(Working data)
- - - -

PR #3757, opened 2026-08-11
QVAC-23251 fix: keep tool definitions out of the primed kv-cache prefix

simon-iribarren:

- Tool calls silently fail against `qvac serve openai` for Qwen3.5/3.6-family models: the model answers in prose and `tool_calls` comes back empty. The same model tool-calls fine against llama.cpp's own server, which is what made this look like a parser-quality gap. Reported from agentic benchmark runs.
- `serve` always sets `kvCache: true`, so every request through the OpenAI-compatible server hit this. A reproduction of 11 benchmark cases scored **0/11** on default settings, repeatably.
- The addon logged `model does not support tools` whenever this happened, which is the wrong diagnosis and sent the investigation after tool support instead of the cache.

Root cause: the kv-cache prefix was primed by rendering `[system, ...tools]` on its own. That message list has no user turn, and the Qwen3.5 template raises `No user query found in messages.` because it anchors its tool block on the last user query. The addon answered the failure by re-rendering with Jinja off — which drops tools entirely — and static tool placement never resent them on the turn, since it assumed they were already in the cached prefix. Net effect: the model was never told the tools existed.

## 📝 How does it solve it?

- Prime the cache prefix with the **system prompt only**. Tools no longer participate in a render that has no user turn to anchor them.
- **Attach tools to the turn** rather than assuming static tools live in the cached prefix. Under static placement the block travels only with the turn that writes it into the cache (a freshly primed prefix, or a stale boundary that forces a full resend); on an ordinary warm hit it is already cached, so it is not re-sent. Static never trims the block back out, so re-sending it every turn would leave one copy per turn and grow the prefix with the conversation.
- The block's position follows its placement: static prepends, matching the no-kv-cache path, while dynamic appends because the addon's `ToolsCompactController::validatePrompt` requires it immediately after the last anchor message.
- Keep the tool list in the cache config hash for static placement, since the block is written into the cache and left there: a tool set that first appears on a later turn, or changes mid-session, must land on a fresh cache rather than a warm prefix holding the old block. Dynamic keeps excluding tools because it trims the block after each chain, and a model with tools disabled no longer fragments its cache over a list it never sends.
- In the addon's `getPrompt()`, retry the render with the tool definitions cleared before falling back to the legacy non-Jinja renderer, and log which of the two actually happened. A template rejecting the tools and a template rejecting the conversation are now distinguishable in the logs.

## 🧪 How was it tested?

- New `completion-kvcache-tools` test (mirrored in `packages/sdk/test/bare` and `packages/inference/test`) drives the completion handler with `kvCache: true` through a fake model and asserts the primed prefix is system-only while the turn carries the tool definitions. Verified to fail against the previous logic.
- `prettier --check`, `eslint`, and `clang-format` clean on the changed files.
- Multi-turn behaviour measured on Qwen3.5-0.8B over ten two-turn conversations, gate on vs off: warm-turn tool calls land **8/10 either way**, so sending the block once costs no observable reliability while keeping the prefix flat across a session.

### End-to-end benchmark reproduction

11 BFCL-style cases against `qvac serve openai` with `Qwen3.5-0.8B-Q4_K_M`, default config (`tools: true`, static placement), same build swapped underneath. Sampling is `temp 1.0 / top_p 0.95 / top_k 20`, so individual cases vary between runs and the script was run repeatedly rather than once:

| Build | Passes | Result |
|---|---|---|
| Before | 3 × 11 cases | **0/11 every time** — 33/33 case-runs failed, all `missing_tool_calls` |
| After | 5 × 11 cases | **10, 10, 10, 11, 9** — 50/55 case-runs pass |

The before number is not a marginal sampling result: with no tools in the rendered prompt the model cannot emit a call, so it fails deterministically. Every case that was structurally impossible before now passes.

Per-case across the 5 post-fix runs, 9 of 11 cases pass 5/5, `live_parallel_multiple` passes 4/5, and `simple_javascript` passes 1/5 — the model describes `validateUserInput` in prose instead of calling it. That residual is a genuine small-model miss, which is the class of problem constrained decoding would address, and is out of scope here.

### Follow-up: native tool-call support (QVAC-23460)

This PR fixes the infrastructural half. It does not make QVAC use llama.cpp's **native** tool-call machinery — we render a tool-aware prompt, sample unconstrained, and re-implement extraction in TypeScript dialect parsers. `common_chat_templates_apply()` already computes a tool-call grammar, `grammar_lazy` / `grammar_triggers`, `preserved_tokens` and the matching parser `format`, and `getPrompt()` discards all of it; llama.cpp even has a dedicated `COMMON_GRAMMAR_TYPE_TOOL_CALLS` that we never construct. `tool_choice` is also unimplemented across the monorepo, so a caller cannot require a call.

Tracked in **QVAC-23460**, covering: plumbing the template's tool grammar into the sampler, adding `tool_choice`, and surfacing `toolError` events.

That last one is worth calling out here, since it is what makes the current failure mode invisible: while iterating I hit runs where the model emitted well-formed markup with invalid arguments (a float for a schema-declared `integer`; a JSON object spilling past its `<parameter>` boundary). `coerceParamValue` and `JSON.parse` in `utils/tools/parsers/qwen35.ts` correctly reject these and push a `PARSE_ERROR`, but the resulting `toolError` events are dropped in `utils/aggregate-events.ts` and the OpenAI adapter's `completion-result.ts`, so the client sees prose with empty `tool_calls` and no signal anything went wrong. Those particular cases pass consistently in the runs above, so this is intermittent rather than a stable cause of failures — but the silent discard makes "the model made a mistake" indistinguishable from "QVAC lost the call".


packages/sdk/server/bare/plugins/llamacpp-completion/ops/completion-stream.ts
```diff
@@ -267,7 +274,9 @@ function prepareMessagesForCache(
       session.dropStaleSavedCount(turn)
     }
 
-    return transformMessages(messages)
+    // Tool entries are position-independent — the addon lifts them out of the
+    // message list and the template decides where the tool block lands.
```
arun-mani-j: Static placement now ships the tool block on every turn, not just the first. I ran two
sequential completions on one cache key and turn 2 sent `[TOOL:…, user]` again on a warm hit.
`TextLlmContext::tokenizeChat` appends the newly tokenized slice when `nPast_ > 0`, and the
compact controller is off for static (`tools_.onTokenize(inputTokens.size(), 0)`, no trim), so
each turn leaves another copy of the tool block in the cache — N turns, N tool blocks.

For Qwen3.5 that's still a clear win (0 per turn → 1). But for templates that accepted
`[system, ...tools]` and were priming fine before, this turns one tool block into one per turn,
which grows the context with the conversation. The BFCL cases are single-turn so they can't
show it. Is there a cheap way to send tools only on the first post-prime turn, or when the tool
set changes — or should static adopt the compact trim?

packages/sdk/server/bare/plugins/llamacpp-completion/ops/completion-stream.ts
```diff
@@ -237,17 +244,17 @@ function prepareMessagesForCache(
...
   history: HistoryMsg[],
-  tools?: Tool[]
+  tools?: Tool[],
+  placement: ToolPlacement = 'static'
 ): ChatHistory[] {
   const addTools = tools?.length ? transformMessages(tools) : []
-  const dynamic = addTools.length > 0
 
   if (!(cacheExists && history.length > 0)) {
     const historyWithoutSystem = history.filter((msg) => msg.role !== 'system')
```
arun-mani-j, line 299: These two branches of the same function disagree on ordering: the empty-history branch appends
tools, the new static branch prepends them. It doesn't matter for the render — `formatPrompt`
lifts every `type: 'function'` entry out — so could both use one order?

On the comment itself: `formatPrompt` also records `firstToolIdx` / `lastToolIdx` /
`lastItemIsUserMsg` into `PromptLayout` for tools_compact validation, so position isn't ignored
by the addon in general, only by the template. Inert on this path since compact is off for
static, but "the template decides where the tool block lands" would be the more accurate claim
than "the addon lifts them out".

packages/sdk/server/bare/plugins/llamacpp-completion/ops/completion-stream.ts
```diff
@@ -539,7 +544,8 @@ export async function* completion(
     turn,
     /* cacheExists */ true,
     history,
-    dynamicTools ? tools : undefined
+    staticTools || dynamicTools ? tools : undefined,
```
arun-mani-j: Given the definitions above, `staticTools || dynamicTools` reduces to
`!!tools?.length && toolsEnabled`. Reading it here suggests the mode distinction matters to this
argument when it no longer does — only the `placement` argument separates the two now. A
`toolsActive` const would say what's meant.

packages/sdk/server/bare/plugins/llamacpp-completion/ops/completion-stream.ts
```diff
@@ -204,10 +205,16 @@ type HistoryMsg = {
...
+type ToolPlacement = 'static' | 'dynamic'
+
 /**
  * Pick the messages that need to reach the model for the next turn.
  *
- * Static mode (no `tools` argument):
+ * `placement` selects the slicing strategy; it is independent of whether
+ * `tools` are present, because tools now ride on every turn regardless of
+ * mode (they are never baked into the primed prefix).
+ *
```
arun-mani-j, line 258: The "Cache miss: send the whole history minus the system message" bullet describes a branch the
single call site can't reach — it passes `cacheExists` as a literal `true`, so that path only
runs when `history.length === 0`. Pre-existing drift rather than something this PR introduced,
but the surrounding docblock was rewritten here, so it's a good moment to fix or drop it.

arun-mani-j (changes requested):

packages/sdk/server/bare/plugins/llamacpp-completion/ops/completion-stream.ts
simon-iribarren: Confirmed and fixed in `5ef778b2f` — you're right that static never trims, so the block accumulated one copy per turn.

Went with your first suggestion: send the block only on the turn that writes it into the cache. `turn.savedCount === 0` is a freshly primed prefix nothing has committed against yet, and `clearStaleCount` means we're resending the whole conversation anyway; on an ordinary warm hit the block is already cached, so it's skipped. That restores the flat prefix for templates that were priming fine, while Qwen3.5 still gets its one copy.

I didn't take the compact-trim route because that would require static to satisfy `ToolsCompactController::validatePrompt` — contiguous block immediately after the last anchor, plus the anchor/trim lifecycle — which effectively turns static into dynamic. Too big a semantic change to smuggle into this fix.

Since skipping the re-send makes the model rely on the block that turn 1 left in the cache, I measured it rather than assuming. Ten two-turn conversations on Qwen3.5-0.8B (turn 2 asks a second question needing the same tool), gate on vs off:

- gate on (block sent once): warm-turn tool calls **8/10**
- gate off (block every turn): warm-turn tool calls **8/10**

So no observable reliability cost. The misses correlate with the model declining on turn 1 too, same class as the `simple_javascript` residual. Also added a regression test covering exactly your scenario — two sequential completions on one cache key, asserting turn 1 carries the block and the warm turn sends only the unsaved tail with no second copy.

packages/sdk/server/bare/plugins/llamacpp-completion/ops/completion-stream.ts
simon-iribarren: Both fixed in `5ef778b2f`.

On the ordering: rather than picking one order for the whole function, I made position a function of `placement`, since the two modes genuinely need different things. There's now a `withToolBlock(messages, toolBlock, placement)` helper used by every branch — static prepends, matching the no-kv-cache path's `prependToolsToHistory`, and dynamic appends because your `validatePrompt` requires the block immediately after the last anchor. So the branches no longer disagree; the rule lives in one place.

On the comment: you're right and I've corrected it. I'd written that tool entries are position-independent because the addon lifts them out, which overstates it — `formatPrompt` records `firstToolIdx` / `lastToolIdx` / `lastItemIsUserMsg` into `PromptLayout` precisely so `ToolsCompactController` can validate the block's position. The new comment says the template decides where the block lands in the rendered text, and names the validation as the reason dynamic must append.

packages/sdk/server/bare/plugins/llamacpp-completion/ops/completion-stream.ts
simon-iribarren: Agreed — it does reduce to that. Fixed in `5ef778b2f`: there's now a `toolsActive` const that the two mode flags derive from, and the argument reads `toolsActive ? tools : undefined`.

```ts
const toolsActive = !!tools?.length && toolsEnabled
const dynamicTools = toolsActive && toolsMode === TOOLS_MODE.dynamic
const staticTools = toolsActive && !dynamicTools
```

`staticTools` / `dynamicTools` are still used on the no-kv-cache path where the prepend-vs-append distinction does matter, so they stay.

packages/sdk/server/bare/plugins/llamacpp-completion/ops/completion-stream.ts
simon-iribarren: You're right, and it's a fair moment to fix it since I rewrote the docblock. Done in `5ef778b2f`.

Verified the call site passes `/* cacheExists */ true` as a literal, so `!(cacheExists && history.length > 0)` can only be entered with an empty history — at which point "the whole history minus the system message" is the empty list and the bullet describes nothing. Replaced it with what the branch actually does, and noted why it's the only way in:

> - Empty history: nothing to slice; send whatever non-system messages exist. (The call site always reports the cache as existing, so this is the only way into this branch.)

packages/sdk/server/bare/plugins/llamacpp-completion/ops/completion-stream.ts
```diff
@@ -267,7 +296,20 @@ function prepareMessagesForCache(
...
 
-    return transformMessages(messages)
+    // Static never trims the block back out of the cache, so re-sending it
+    // every turn would leave one copy per turn and grow the prefix with the
+    // conversation. Send it only when this turn is the one writing it:
+    // `savedCount === 0` is a freshly primed prefix nothing has committed
+    // against yet, and a stale boundary means we are resending the whole
+    // conversation anyway. On an ordinary warm hit the block is already in
+    // the cache from the turn that first sent it.
+    const toolBlockAlreadyCached = turn.savedCount > 0 && !clearStaleCount
```
opaninakuffo: this only covers “first post-prime turn”, not arun’s “or when the tool set changes”. `savedCount > 0` means history committed, not that this tool block is in the cache — turn 1 with no tools, turn 2 with tools (or a changed set) skips forever. previously `generateConfigHash(..., tools)` busted the file; dropping tools from the hash removed that. put tools back in the hash for static (prime can stay system-only), or track that the block was actually written. same in the inference mirror.

packages/sdk/server/bare/plugins/llamacpp-completion/ops/completion-stream.ts
```diff
@@ -479,10 +522,10 @@ export async function* completion(
 
   const session = createKvCacheSession(modelId, { logger: requestLogger })
   const systemPromptFromHistory = extractSystemPrompt(history)
-  // Dynamic mode lets each turn carry its own tool set, so the cache
-  // hash must not depend on the tool list — otherwise a tool change
-  // would force a fresh cache file and defeat the whole optimisation.
-  const configHash = generateConfigHash(systemPromptFromHistory, dynamicTools ? undefined : tools)
+  // The cached prefix holds the system prompt and nothing else, so the hash
+  // must not depend on the tool list — every turn carries its own tools, and
```
opaninakuffo: “every turn carries its own tools” isn’t true after the warm-hit gate — only the turn that writes the block does.

opaninakuffo (changes requested):
common path looks solid — system-only prime fixes the Qwen silent drop, and `5ef778b` closes the static accumulation bug arun caught. still short of the other half of that thread (“or when the tool set changes”): the gate keys off `savedCount`, and tools were dropped from `configHash`, so late/changed tool sets under static can miss the cache with no bust. unrelated: [SDK Pod Checks](https://github.com/tetherto/qvac/actions/runs/31579312879/job/94058575311) failed on a flaky `logging-defaults` “level off” assert; sibling sdk-pod-checks run is green.

also: `generateConfigHash` comment still says hash = system prompt + tool names, but callers no longer pass tools — same stale wording on `BeginCustomTurnInput` / `BeginAutoTurnInput` in `kv-cache-session.ts` (~202, ~215).

🔴 requesting changes

packages/sdk/server/bare/plugins/llamacpp-completion/ops/completion-stream.ts
simon-iribarren: Confirmed, and it's a real regression — thanks for catching it. Fixed in `e0f91302c`.

You're right on both halves. `turn.savedCount > 0` says history was committed against this cache, not that *this* tool block is the one in it, and the thing that used to make the two equivalent was exactly the `generateConfigHash(..., tools)` I dropped. Without it, `[no tools] → [tools]` and `[toolA] → [toolA, toolB]` both land on the same warm cache and get skipped forever, so the model sees a stale block or none at all. That's the original bug back through a different door.

Took the first option and put tools back in the hash. The prime stays system-only, so the split this PR is about is unchanged:

```ts
const configHash = generateConfigHash(systemPromptFromHistory, staticTools ? tools : undefined)
```

Keyed on `staticTools` rather than the old `dynamicTools ? undefined : tools`, so the hash carries tools exactly when the block is written into the cache and left there. Dynamic still excludes them — it trims the block after each chain, so nothing tool-specific survives in that cache — and a model with `tools: false` no longer fragments its cache over a tool list it never sends.

That also makes the `savedCount` gate sound rather than coincidentally right: the hash is part of the cache file path, so a late or changed set gets its own cache, primes at `savedCount === 0`, and passes the gate. I put that invariant in the comment next to the gate, since it's the non-obvious part.

Regression test added covering your two cases in sequence on one `kvCache` key — tools-free turn, then tools appear, then the set changes. It fails on the pre-fix code exactly where you'd predict:

```
not ok 3 - completion: kv-cache sends a tool set that appears late or changes
    ok 2 - the tools-free turn carries no tool definitions
    not ok 3 - a tool set that appears after a tools-free turn still reaches the model
    not ok 4 - a changed tool set reaches the model instead of reusing the cached block
```

and passes with it (15/15 asserts in the file). Mirrored in `packages/inference`.

packages/sdk/server/bare/plugins/llamacpp-completion/ops/completion-stream.ts
simon-iribarren: Right — that comment predated the warm-hit gate and I left it behind. Rewritten in `e0f91302c`, and it now has to explain the hash anyway:

```
// Static bakes the tool block into the cache on the turn that first sends it
// and never trims it, so a late or changed tool set has to land on a fresh
// cache rather than a warm prefix holding the old block. Dynamic trims its
// block after each chain, so nothing tool-specific survives in its cache.
```

simon-iribarren:
All three points addressed in `e0f91302c` — details in the two inline threads. Summary:

**Tool set changes.** You were right that the gate only covered "first post-prime turn". Tools are back in `generateConfigHash` for static placement, so a late or changed set gets its own cache and primes at `savedCount === 0` instead of being skipped as already-cached. Prime stays system-only. New regression test covers tools-free → tools appear → set changes on one key; it fails on the pre-fix code and passes now.

**Stale doc wording.** Fixed all of it, though the `generateConfigHash` comment landed differently than you'd expect: callers *do* pass tools again, so "hash = system prompt + tool names" is accurate — what was wrong was the second line claiming tools are anchored in the first message. Same for `BeginCustomTurnInput` / `BeginAutoTurnInput`: the `configHash` docs are correct again, and the stale one was `primeIfMissing`, which still described the prime as sending "system prompt + (static) tools". That now says the prime is the system prompt alone and why. Fixed in the `packages/inference` mirror too, where the `generateConfigHash` header had also been mangled to `// n system prompt + tool names`.

**CI.** Agreed, unrelated. The only failing assert is `level off: silences console, stream, and transports together` in the logging defaults, and this PR touches no logging code; the sibling `sdk-pod-checks / SDK Pod Checks` on the same head is green. Worth noting `@qvac/logging` was converted to TypeScript ESM in #3719, which merged into this branch shortly before the run — if it's reproducible rather than flaky, that's the likelier source than anything here.

packages/inference/src/plugins/builtin/llamacpp-completion/ops/completion-stream.ts
```diff
@@ -169,23 +169,24 @@ export function transformMessages(
...
+ */
 async function initSystemPromptCache(
   model: AnyModel,
   cachePathToUse: string,
   systemPromptToUse: string,
-  cacheKey: string,
-  tools?: Tool[]
+  cacheKey: string
 ) {
   const primeMessages: ChatHistory[] = [{ role: 'system', content: systemPromptToUse }]
```
iancris, line 187: Priming with the system prompt only leaves the tool block outside the addon's protected prefix, so it is the first thing a sliding-window discard removes — and nothing ever sends it again.

`onPrefillComplete` sets `firstMsgTokens_ = nPast_` on the `nPast_ == 0` run (`TextLlmContext.cpp:728`), so with a system-only prime that boundary is `tokens(system)`. The tool block is written by turn 1's slice rather than by the prime, so it sits at `[firstMsgTokens_, firstMsgTokens_ + T_tools)` — and `applyContextDiscard` passes `firstMsgTokens_` as the protected-prefix boundary (`TextLlmContext.cpp:793`), so the slider's `seqRm(mem, seq, protectedPrefixPos, protectedPrefixPos + discard)` takes the tool region first. `toolBlockAlreadyCached` then prevents any resend. `ToolsCompactController::clampDiscard` would have protected it, but it is inert for static: `tools_compact` is set only when `toolsMode === 'dynamic'` (`transform.ts:40`).

At base the tools were inside `firstMsgTokens_`. The clearest evidence is that this PR removed the comment saying so — base `kv-cache-utils.ts` read `// Different tools = different cache (tools anchored in first message, protected from n_discarded)`.

**Impact:** with `n_discarded > 0`, a long static-tools session has its definitions sliced out mid-conversation and never resent — prose answer, empty `tool_calls`. The default `0` bounds this.

**Suggested fix:** keep the block inside the protected region so the existing discard logic already covers it — either re-establish `firstMsgTokens_` after the first post-load segment, or reuse the `ToolsCompactController` anchor/clamp for static placement. A TS-only mitigation is to resend the block when the addon reports a context slide.

Also applies to `packages/sdk/server/bare/plugins/llamacpp-completion/ops/completion-stream.ts:188`.

packages/llm-llamacpp/addon/src/utils/ChatTemplateUtils.cpp
```diff
@@ -287,35 +287,54 @@ std::string getPrompt(
...
+    withoutTools.tools.clear();
+    try {
+      auto params = common_chat_templates_apply(tmpls, withoutTools);
+      QLOG_IF(
+          Priority::ERROR,
+          string_format(
+              "[ChatTemplateUtils] chat template rejected the tool "
+              "definitions; rendering without tools. Error: %s\n",
+              firstError.c_str()));
+      inputs.tools.clear();
```
iancris, line 318: The tools-cleared retry returns a successful prompt with no signal to the caller, so the turn commits a saved-count and every later turn suppresses a block that was never rendered.

This branch renders without tools, logs at ERROR, and returns a usable prompt — nothing crosses the N-API boundary. So the turn generates, `producedTokens` is true, `shouldCommitCachedTurn` passes, and `commitTurn` records `history.length + 1`. Every later turn then reads `savedCount > 0` and skips the tool block, though it was never rendered into the cache. The tool set is unchanged across those turns, so keying `configHash` on it does not help here.

Silently dropping tools and returning success is pre-existing — the legacy fallback did the same. What is new is that it now **latches**: previously static tools lived in the prime and were re-sent whenever the prefix was re-primed, so a transient template failure could not outlive it.

Reachability is narrow but real. The retry only wins when the template rejects the tools *and* renders without them — for the Qwen3.5-family embedded template that is "no user query anywhere in `messages`", and the block travels on the `savedCount === 0` turn whose payload is the full non-system history. A client seeding `[system, assistant]`, or any assistant-continuation, reaches it.

**Impact:** full-session tool loss with no engine-visible error — the original QVAC-23251 symptom by another route, and a fail-open for any caller treating "a tool call was made" as a gate.

**Suggested fix:** return the fact that tools were dropped, so the engine can refuse to treat the turn as "block is now cached" rather than inferring it from a message count. `getPrompt` already knows; it just discards the knowledge. This is the same signal QVAC-23460 would need for `toolError` surfacing.

simon-iribarren: Verified and fixed in `aaefb65f6`. You're right on the mechanism and on the part that matters most — that it **latches**.

Walked the path: `inputs.tools.clear()` at line 318 mutates the caller's `inputs`, then returns a valid prompt with nothing but an ERROR log, so `tokenizeChat` can't tell the difference. The turn generates, `shouldCommitCachedTurn` passes, and `messageCount: history.length + 1` is recorded — after which `savedCount > 0` suppressed the block for the rest of the session, including on later turns whose payload *would* have rendered it. A session seeded with an assistant continuation lost tools permanently. That's the QVAC-23251 symptom by another route, as you say.

The root cause was the inference, not the retry: a committed message count says history was written, not that this block reached the model. So the SDK no longer infers it. The cache entry now records the fact:

```ts
interface CachedPrefix {
  messages: number
  toolBlock: boolean
}
```

`TurnHandle` exposes `toolBlockCached`, `CommitResult` requires the handler to state it (required, not optional, so every commit site has to say what it knows), and the gate reads the recorded fact rather than the count.

For "did it render", the SDK uses the one thing it can check locally — whether the payload carried a user message:

```ts
function rendersToolBlock(messages: HistoryMsg[], toolBlock: ChatHistory[]): boolean {
  if (toolBlock.length === 0) return false
  return messages.some((msg) => msg.role === 'user')
}
```

That closes the reachable path exactly (the Qwen-family rejection is "no user query anywhere in `messages`") without an N-API change. I'm not claiming it's complete: a template that rejects the tools for some *other* reason still renders without them and the SDK still can't tell. Only `getPrompt` knows for certain, and I've folded returning that into QVAC-23460 alongside the `toolError` surfacing — same signal, as you noted. What this change does guarantee is that the failure can no longer outlive the turn it happened on.

Regression test added for your scenario — `[system, assistant]` seed, then a follow-up turn with a user message — asserting the first payload has no user message and the next turn resends the block. It fails on the previous `savedCount > 0` gate and passes now.

packages/inference/src/plugins/builtin/llamacpp-completion/ops/completion-stream.ts
simon-iribarren: Verified — this one is a regression this PR introduced, and your trace is exactly right. Fixed in `aaefb65f6`.

Confirmed each link: `pendingBatchFirstMsg_ = nPast_ == 0` (`TextLlmContext.cpp:640`) means `firstMsgTokens_` is captured from the prime, so a system-only prime makes the protected boundary `tokens(system)` and the block — written by the turn, not the prime — starts at exactly `firstMsgTokens_`. `ContextSlider.cpp:185` then does `seqRm(mem, seqId, firstMsgTokens, firstMsgTokens + discard)`, so the block is the first thing to go. `clampDiscard` returns `requested` untouched when `enabled_` is false, and `tools_compact` is only set for `toolsMode === 'dynamic'` (`transform.ts:40`), so nothing protects it. And your evidence about base is right: the comment I deleted said the tools were anchored in the first message and protected from `n_discarded`, which is precisely what stopped being true.

I also confirmed the bound you mentioned: `nDiscarded_` defaults to 0, `ContextSlider.cpp:144` early-returns when `nDiscarded == 0`, and no shipped model config sets it, so this needs a caller to opt into sliding.

Given that, the fix is to stop assuming survival while sliding is possible:

```ts
const toolBlockEvictable = ((modelConfig as { n_discarded?: number }).n_discarded ?? 0) > 0
```

When that's true the block travels with every turn. I chose this over reacting to `stats.contextSlides` after the fact, which is already surfaced and was tempting: the slide can happen during the same turn's prefill, so reacting would leave that turn already compromised and only protect the next one. The config check protects every turn.

I did not take the "keep the block inside the protected region" route, which I agree is the better end state — re-establishing `firstMsgTokens_` after the first post-load segment would also pull that turn's user message into the protected prefix, and reusing the compact anchor/clamp requires static to satisfy `validatePrompt` (contiguous block immediately after the last anchor), which effectively makes static into dynamic. Both are addon changes with their own semantics to argue about, so I've folded the permanent protection into QVAC-23460 next to the `toolsDropped` signal rather than smuggle it in here.

Trade-off stated plainly: with `n_discarded > 0` you now get one tool block per turn, which is the accumulation arun asked me to remove. It's correct-but-wasteful in a config nothing ships, versus silently losing tools mid-conversation. Regression test added asserting both turns carry the block when `n_discarded` is set; it fails on the previous gate.

simon-iribarren:
Both findings from @iancris verified in code and fixed in `aaefb65f6` — details in the two inline threads.

They turned out to be one root cause: the SDK decided "the tool block is already in the cache" from `turn.savedCount`, which only records that history was committed. It proves nothing about whether the block reached the model or whether it survived afterwards. The cache entry now records the fact instead of inferring it, and the block is resent whenever that fact isn't established:

- a turn whose payload had no user message can't have rendered its tools (the template raises and the addon retries with them stripped), so it no longer counts as caching the block;
- with `n_discarded > 0` the block sits in the addon's discard region and can't be assumed to survive, so it travels with every turn.

Two regression tests added, both failing on the previous gate. Full SDK bare suite is 123/123 (505 asserts), lint/typecheck/format clean; mirrored in `packages/inference`.

**Correction to something I wrote earlier in this PR.** In the `generateConfigHash` thread I said the `packages/inference` copy of that comment had been mangled to `// n system prompt + tool names`. That was wrong and it was my tooling, not the repo — I'd run ripgrep with `-rn`, which parses as `--replace=n` and rewrote the matches in the output. `git show upstream/main` confirms both copies read `// Cache hash based on system prompt + tool names` identically at base. Nothing to look for there; sorry for the noise.

**Follow-up.** The durable fixes for both findings are addon-side and now tracked in QVAC-23460 next to the `toolError` surfacing: have `getPrompt` report that it dropped the tool definitions, and keep the tool block inside the protected prefix so the existing discard clamp covers it. What landed here is the SDK half — it can't detect a template dropping tools for a reason other than a missing user turn, but a failure can no longer outlive the turn it happened on.

opaninakuffo (dismissed):

opaninakuffo (approved):

arun-mani-j (approved):

iancris (approved):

- - - -

(Exercise description) Looking at the records above, please output exactly the lines that run from the one holding "- a turn whose" to the final line, and only those.

(Written reply)
- a turn whose payload had no user message can't have rendered its tools (the template raises and the addon retries with them stripped), so it no longer counts as caching the block;
- with `n_discarded > 0` the block sits in the addon's discard region and can't be assumed to survive, so it travels with every turn.

Two regression tests added, both failing on the previous gate. Full SDK bare suite is 123/123 (505 asserts), lint/typecheck/format clean; mirrored in `packages/inference`.

**Correction to something I wrote earlier in this PR.** In the `generateConfigHash` thread I said the `packages/inference` copy of that comment had been mangled to `// n system prompt + tool names`. That was wrong and it was my tooling, not the repo — I'd run ripgrep with `-rn`, which parses as `--replace=n` and rewrote the matches in the output. `git show upstream/main` confirms both copies read `// Cache hash based on system prompt + tool names` identically at base. Nothing to look for there; sorry for the noise.

**Follow-up.** The durable fixes for both findings are addon-side and now tracked in QVAC-23460 next to the `toolError` surfacing: have `getPrompt` report that it dropped the tool definitions, and keep the tool block inside the protected prefix so the existing discard clamp covers it. What landed here is the SDK half — it can't detect a template dropping tools for a reason other than a missing user turn, but a failure can no longer outlive the turn it happened on.

opaninakuffo (dismissed):

opaninakuffo (approved):

arun-mani-j (approved):

iancris (approved):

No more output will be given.